What do we make of all this? Is it residual sixties’ radical “power to the people” babble? Not really. Almost seventy years ago, as Rosenzweig and Thelen duly note, Prof. Carl Becker, who wrote like an angel, published an essay titled “Everyman His Own Historian,” urging his academic colleagues to address themselves less to arguing fine points with one another and more to the general audience in quest of a “usable past.” For him, to judge by his published works, this meant illustrating the links between the seminal events and ideas of historical eras and the public issues of a given contemporary moment. Becker was sometimes grouped with other practitioners of a so-called new history that aimed to uncover the powerful historical forces discoverable in the daily activities of plain folk rather than confine itself to kingly courts and fields—and that, too, dates from very early in this century.
What would another “new history” based on findings such as these look like? Would it merely endow hobbies with undeserved seriousness? Would it be unable to separate “granny tales,” old-timers’ recollections, and local legends—all notoriously unreliable, even if delightful—from narratives soundly researched and founded on hard evidence? Could places be found for both? Could honesty be maintained in a multifaceted history that recognized not one but many different “pasts” of equal validity?

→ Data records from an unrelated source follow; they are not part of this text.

PR #4697, opened 2016-05-01
Pootle config

phlax:
This PR adds a generic configuration system for Pootle.

This is useful so that plugins can persist data without having to make schema changes or add additional models.

There are 3 types of config objects:
- config with content_type and object_pk - these are related to specific model instances
- config with only content_type - these are related to a particular model
- config with neither content_type, nor object_pk - these are for site configurations

keys are max 255 chars
values can be any json serializable value

example usage
---
https://github.com/translate/pootle/wiki/DocsDevConfig

### DIFF
--- a/pootle/apps/pootle_config/abstracts.py
+++ b/pootle/apps/pootle_config/abstracts.py
@@ -1,0 +1,66 @@
+# -*- coding: utf-8 -*-
+#
+# Copyright (C) Pootle contributors.
+#
+# This file is a part of the Pootle project. It is distributed under the GPL3
+# or later license. See the LICENSE file for a copy of the license and the
+# AUTHORS file for copyright and authorship information.
+
+import collections
+
+from jsonfield.fields import JSONField
+
+from django.contrib.contenttypes.fields import GenericForeignKey
+from django.contrib.contenttypes.models import ContentType
+from django.core.exceptions import ValidationError
+from django.db import models
+from django.utils.translation import ugettext_lazy as _
+
+from .managers import ConfigManager, ConfigQuerySet
+
+
+class AbstractConfig(models.Model):
+    content_type = models.ForeignKey(
+        ContentType,
+        blank=True,
+        null=True,
+        db_index=True,
+        verbose_name=_('content type'),
+        related_name="content_type_set_for_%(class)s",
+        on_delete=models.CASCADE)
+    object_pk = models.CharField(
+        _('object ID'),
+        max_length=255,
+        db_index=True,
+        blank=True,
+        null=True)
+    content_object = GenericForeignKey(
+        ct_field="content_type",
+        fk_field="object_pk")
+    key = models.CharField(
+        _("Configuration key"),
+        max_length=255,
+        blank=False,
+        null=False,
+        db_index=True)
+    value = JSONField(
+        _("Configuration value"),
+        default="",
+        blank=True,
+        null=False,
+        load_kwargs={'object_pairs_hook': collections.OrderedDict})
+
+    objects = ConfigManager.from_queryset(ConfigQuerySet)()
+
+    class Meta(object):
+        abstract = True
+        ordering = ['pk']
+        index_together = ["content_type", "object_pk"]
+
+    def save(self, **kwargs):
+        if not self.key:
+            raise ValidationError("Config object must have a key")
+        if self.object_pk and not self.content_type:
+            raise ValidationError(
+                "Config object must have content_type when object_pk is set")
+        super(AbstractConfig, self).save(**kwargs)
--- a/pootle/apps/pootle_config/abstracts.py
+++ b/pootle/apps/pootle_config/abstracts.py
@@ -31,7 +31,6 @@ class AbstractConfig(models.Model):
     object_pk = models.CharField(
         _('object ID'),
         max_length=255,
-        db_index=True,
         blank=True,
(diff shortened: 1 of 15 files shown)


pootle/apps/pootle_config/models.py
```diff
@@ -0,0 +1,60 @@
...
+from django.contrib.contenttypes.fields import GenericForeignKey
+from django.contrib.contenttypes.models import ContentType
+from django.core.exceptions import ValidationError
+from django.db import models
+from django.utils.translation import ugettext_lazy as _
+
+from .managers import ConfigManager, ConfigQuerySet
+
+
+class Config(models.Model):
```
ta2-1: @phlax should we add `db_index=True` to some fields?

phlax: yep

pootle/apps/pootle_config/managers.py
```diff
@@ -0,0 +1,136 @@
...
+        if not model:
+            if getattr(self, "query_model", None):
+                conf = self
+            else:
+                conf = self.site_config()
+        else:
+            conf = self.config_for(model)
+            if not isinstance(model, models.Model):
+                conf = conf.filter(object_pk__isnull=True)
+        return conf
```
unho: Nit: Use `return` directly and avoid having a variable and also avoid nesting

```python
        if model:
            if isinstance(model, models.Model):
                return self.config_for(model)

            return conf.filter(object_pk__isnull=True)

        if getattr(self, "query_model", None):
            return self

        return self.site_config()
```

pootle/apps/pootle_config/managers.py
```diff
@@ -0,0 +1,136 @@
...
+            no_set = config_should_not_be_set.get(
+                model.__class__,
+                instance=model,
+                key=key, value=value)
+        else:
+            no_set = config_should_not_be_set.get(
+                model,
+                key=key, value=value)
+        if no_set:
+            raise ConfigurationError("Unable to save: %s" % no_set)
```
unho: I don't think this error message is explanatory enough.

phlax: im actually gonna get rid of the message altogether, ie
```
ConfigurationError(e)
```
That way it will get the upstream error message properly

phlax: on that note, im thinking that it should be a convention that validating getters and providers should return Exceptions if necessary (as opposed to just returning a message or raising the error)

this is similar to what django forms does

pootle/apps/pootle_config/getters.py
```diff
@@ -0,0 +1,44 @@
...
+        if instance is not None and not isinstance(instance, sender):
+            raise ConfigurationError(
+                _("'instance' must be an instance of sender, when specified"))
+        if instance:
+            conf = Config.objects.config_for(instance)
+        else:
+            conf = Config.objects.config_for(sender).filter(object_pk__isnull=True)
+    elif instance:
+        raise ConfigurationError(
+            _("'instance' must be an instance of sender, when specified"))
```
ta2-1: sender must be defined when instance is specified

phlax: wierd, i was just looking at the same bit of code. I think this could be refactored a bit 8/

phlax: but yep, good spot, ill update the message

pootle/apps/pootle_config/managers.py
```diff
@@ -0,0 +1,149 @@
...
+    @property
+    def base_qs(self):
+        qs = self.__class__(self.model)
+        if hasattr(self, "query_model"):
+            qs.query_model = self.query_model
+        return qs
+
+    def config_for(self, model):
+        """
+        QuerySet for all comments for a particular model (either an instance or
```
ta2-1: comments?

pootle/apps/pootle_config/managers.py
```diff
@@ -0,0 +1,149 @@
...
+        self.get_config_queryset(model).filter(key=key).delete()
+
+    def set_config(self, key, value="", model=None):
+        model = self.get_query_model(model)
+        conf = self.get_config_queryset(model)
+        if self.should_set_config(key, value, model):
+            try:
+                conf = conf.get(key=key)
+            except conf.model.DoesNotExist:
+                conf = self.create(
```
ta2-1: can we create config with value here?

ta2-1: @phlax it seemed that you called `self.objects.create()` and I thought there is extra query. So I was wrong I see now that you just create an object here.
But probably if you call  `self.objects.create()` with ready value the code would be less branchy.

pootle/apps/pootle_config/abstracts.py
```diff
@@ -0,0 +1,66 @@
...
+        blank=True,
+        null=True,
+        db_index=True,
+        verbose_name=_('content type'),
+        related_name="content_type_set_for_%(class)s",
+        on_delete=models.CASCADE)
+    object_pk = models.CharField(
+        _('object ID'),
+        max_length=255,
+        db_index=True,
```
ta2-1: do we keep (obejct_pk) and (content_type, object_pk) both ?

ta2-1:
@phlax thanks for bringing good patterns. lgtm.

PR #4709, opened 2016-05-05
Pootle config fix

phlax:
this PR adjust the config api slightly so that conf.get_config("DOESNOTEXIST") returns None rather than raising error


unho:
lgtm

ta2-1:
@phlax have you thought about adding default value to `get_config()` method?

And of course, would the fading of the traditional civically inspiring and binding national narrative be a thrust toward that “disuniting of America” that conservatives fear? I began to be afraid so some years ago, and even expressed my concern in these very pages (“American History Is Falling Down,” February 1987). Perhaps changing times call for a second look. Yet somehow I have certainly never had a problem in assuming that even though my own ancestors did not reach these shores until around 1900, men like Washington, Jefferson, and Lincoln had made and preserved the United States for people like me. I rather thought I was discharging a debt to them in telling the story to people like you.